Négociations secrètes
Le sujet a été directement évoqué par Henri Konan Bédié et Alassane Ouattara lors de leur rencontre au Golf hôtel d’Abidjan le 11 novembre. Si la décision a été actée par le président en personne, c’est Hamed Bakayoko qui a été chargé des négociations avec le Front populaire ivoirien (FPI), la formation de Laurent Gbagbo.

Le premier ministre, qui s’était directement entretenu au téléphone avec l’ex-chef de l’Etat le 5 novembre, a ainsi reçu le 12 novembre le secrétaire général du FPI Assoa Adou en compagnie du secrétaire national du parti politique et ancien ministre, Sébastien Djédjé Dano.

Dialogue politique
Le retour de Gbagbo en Côte d’Ivoire pourrait être le prélude à l’ouverture d’un dialogue national tripartite qui réunirait le Parti démocratique de Côte d’Ivoire (PDCI) de Bédié, le FPI et la majorité présidentielle du Rassemblement des houphouëtistes pour la démocratie et la paix (RHDP).

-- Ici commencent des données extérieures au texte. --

PR #7687, opened 2026-08-30
[KYUUBI #7686][UTIL] Treat strongly-encapsulated members as candidate misses in hiddenImpl

### LINKED ISSUE #7686: DynMethods, DynFields and DynConstructors abort hiddenImpl fallback chains on JDK 16+
### Description

The three `hiddenImpl` builders in `kyuubi-util`'s vendored `reflect` package call `setAccessible` on the member they just looked up:

```java
try {
  Method hidden = targetClass.getDeclaredMethod(methodName, argClasses);
  AccessController.doPrivileged(new MakeAccessible(hidden));
  this.method = new UnboundMethod(hidden, name);
} catch (SecurityException | NoSuchMethodException e) {
  // unusable or not the right implementation
}
```

`setAccessible` on a member of a package that is not open throws `java.lang.reflect.InaccessibleObjectException` — since JDK 9 for named modules, and by default from the unnamed module since JDK 16. It is a `RuntimeException`, and none of the three catch clauses match it, so it escapes the builder. Every candidate registered after the inaccessible one is never tried, and the public-lookup `.impl(...)` fallback that usually follows never runs.

The shape that breaks is the one `ReflectUtils` uses throughout the engines:

```scala
// kyuubi-util-scala/src/main/scala/org/apache/kyuubi/util/reflect/ReflectUtils.scala
val field = DynFields.builder
  .hiddenImpl(clz, fieldName)
  .impl(clz, fieldName)      // never reached when hiddenImpl throws
```

Reproducer on JDK 16+ without `--add-opens`:

```java
DynFields.builder()
    .hiddenImpl("java.math.BigInteger", "signum")
    .impl(String.class, "value")
    .build();

// java.lang.reflect.InaccessibleObjectException: Unable to make field final int
//   java.math.BigInteger.signum accessible: module java.base does not "opens java.math"
//   to unnamed module @1b069fdf
```

Expected: the inaccessible candidate counts as a miss and the chain continues to the next implementation.

### Affected code

- `DynMethods.Builder.hiddenImpl(Class, String, Class...)`
- `DynFields.Builder.hiddenImpl(Class, String)`
- `DynConstructors.Builder.hiddenImpl(Class, Class...)`

### Upstream

Neither upstream copy catches it either: parquet-common's `DynMethods`/`DynConstructors` and iceberg-common's `DynMethods`/`DynFields`/`DynConstructors` all catch only `SecurityException` plus the `NoSuchMethod`/`NoSuchField` variant, on current master as well as on the releases these files were copied from. So this is a divergence Kyuubi has to carry rather than something a newer upstream release would bring in.

LuciferYang:

Closes #7686.

`setAccessible` on a member of a package that is not open throws `java.lang.reflect.InaccessibleObjectException`. That happens since JDK 9 for named modules, and by default from the unnamed module since JDK 16. It is a `RuntimeException` that none of the three `hiddenImpl` builders caught, so one inaccessible candidate escaped the builder and aborted the whole lookup chain instead of falling through to the next implementation. That breaks the `hiddenImpl(...).impl(...)` pattern `ReflectUtils` uses throughout the engines, where the public-lookup fallback exists for exactly the case where the hidden lookup does not work.

The exception type does not exist on Java 8, which this module compiles against, so the catch matches it by class name and rethrows anything else unchanged.

`DynFields` also records the exception with the candidate, so the `module ... does not "opens ..."` text that names the package to open survives into the `Cannot find field from candidates: ...` failure. Single-candidate call sites have no fallback chain to save and would otherwise be left with a bare cannot-find error that reads like a missing field; `ExecutePython`'s `ProcessImpl.pid` lookup is one of them. `DynMethods.Builder` has no per-candidate structure to record into, which its javadoc now states. Aggregating diagnostics there is left to a follow-up.

Neither upstream copy catches this exception either. parquet-common and iceberg-common both catch only `SecurityException` plus the `NoSuchMethod`/`NoSuchField` variant, on the releases these files were copied from and on current master, so this is a divergence Kyuubi carries deliberately and each `hiddenImpl` javadoc records it.

New tests in all three test classes, each branching on the running JDK because the behavior is version-dependent.

`testHiddenImplHandlesStronglyEncapsulatedMethods`, `testHiddenImplTreatsStronglyEncapsulatedFieldsAsMisses` and `testHiddenImplHandlesStronglyEncapsulatedConstructors`: on JDK 16+ the hidden lookup of a `java.math` member must fail as a candidate miss instead of letting the exception escape; on JDK 8 through 15 the same lookup still succeeds. `DynConstructorsTest` also asserts the `InaccessibleObjectException` is among the suppressed problems, and `DynFieldsTest` asserts the recorded candidate carries it.

`testHiddenImplPropagatesUnrelatedFailures` in all three: a `RuntimeException` that is not `InaccessibleObjectException` still escapes the builder. These pass before and after the change. They are here to stop the new catch from being widened into a catch-all, not to cover the fix.

`java.math` is the probe package because the surefire JVM opens `java.lang` but leaves `java.math` closed.

Ran on Zulu 17.0.18: `build/mvn -o test -pl kyuubi-util -am -DwildcardSuites=none` gives 39/39 green, and `build/mvn -o spotless:check -pl kyuubi-util` is clean. Reverting the `DynFields` candidate recording turns the `InaccessibleObjectException` assertion in `DynFieldsTest` red, so that assertion fails if the recording goes away. The JDK 8 leg of these tests runs in CI's `scala-test` job.

Assisted-by: Claude Opus 5

### DIFF
--- a/kyuubi-util/src/main/java/org/apache/kyuubi/util/reflect/DynConstructors.java
+++ b/kyuubi-util/src/main/java/org/apache/kyuubi/util/reflect/DynConstructors.java
@@ -32,6 +32,11 @@ public class DynConstructors {
 
   private DynConstructors() {}
 
+  // The type is absent from Java 8, which this module compiles against, so it is matched
+  // by name where it is caught.
+  private static final String INACCESSIBLE_OBJECT_EXCEPTION =
+      "java.lang.reflect.InaccessibleObjectException";
+
   public static class Ctor<C> extends DynMethods.UnboundMethod {
     private final Constructor<C> ctor;
     private final Class<? extends C> constructed;
@@ -211,6 +216,18 @@ public class DynConstructors {
       return this;
     }
 
+    /**
+     * Checks for a hidden implementation.
+     *
+     * <p>Neither upstream copy catches InaccessibleObjectException from {@code setAccessible}, so
+     * under strong encapsulation one inaccessible constructor aborts the whole fallback chain,
+     * while this copy counts it as a miss like the other lookup failures.
+     *
+     * @param targetClass a class instance
+     * @param types argument classes for the constructor
+     * @return this Builder for method chaining
+     * @see Class#getDeclaredConstructor(Class[])
+     */
     public <T> Builder hiddenImpl(Class<T> targetClass, Class<?>... types) {
       // don't do any work if an implementation has been found
       if (ctor != null) {
@@ -226,6 +243,15 @@ public class DynConstructors {
         problems.put(methodName(targetClass, types), e);
       } catch (NoSuchMethodException e) {
         // not the right implementation
+        problems.put(methodName(targetClass, types), e);
+      } catch (RuntimeException e) {
+        // setAccessible on a member of a package that is not open reports
+        // InaccessibleObjectException: since JDK 9 for named modules, since JDK 16 by
+        // default from the unnamed module; count it as a candidate miss like the
+        // failures above instead of letting it escape the fallback chain.
+        if (!INACCESSIBLE_OBJECT_EXCEPTION.equals(e.getClass().getName())) {
+          throw e;
+        }
         problems.put(methodName(targetClass, types), e);
       }
       return this;
--- a/kyuubi-util/src/main/java/org/apache/kyuubi/util/reflect/DynFields.java
+++ b/kyuubi-util/src/main/java/org/apache/kyuubi/util/reflect/DynFields.java
@@ -31,6 +31,11 @@ public class DynFields {
 
   private DynFields() {}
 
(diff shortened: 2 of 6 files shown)


pan3793 (approved):

pan3793:
**Merge Summary:**
- merged into master https://github.com/apache/kyuubi/commit/6ac41a4c7ea281c1a2a8bbb26b64a82a829ca9dc
- merged into branch-1.12 https://github.com/apache/kyuubi/commit/c58bfad6363a4ae90135ae14099891b2ff7838e5

LuciferYang:
Thank you @pan3793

L’ancien président de l’Assemblée nationale, Guillaume Soro, qui a appelé le 4 novembre l’armée ivoirienne à « agir » contre le pouvoir, devrait en revanche être exclu des discussions.

La France s’est tout particulièrement démenée ces derniers jours pour encourager le dialogue politique. Comme révélé par Africa Intelligence, au lendemain du premier tour qui avait été émaillé de violents heurts, Emmanuel Macron avait personnellement téléphoné à Alassane Ouattara le 1er novembre pour l’appeler à faire un « geste majeur » envers l’opposition.

Outre l’ouverture au PDCI, Paris est également très attentif à ce que le FPI ne se sente par marginalisé dans le cadre d’un futur dialogue politique.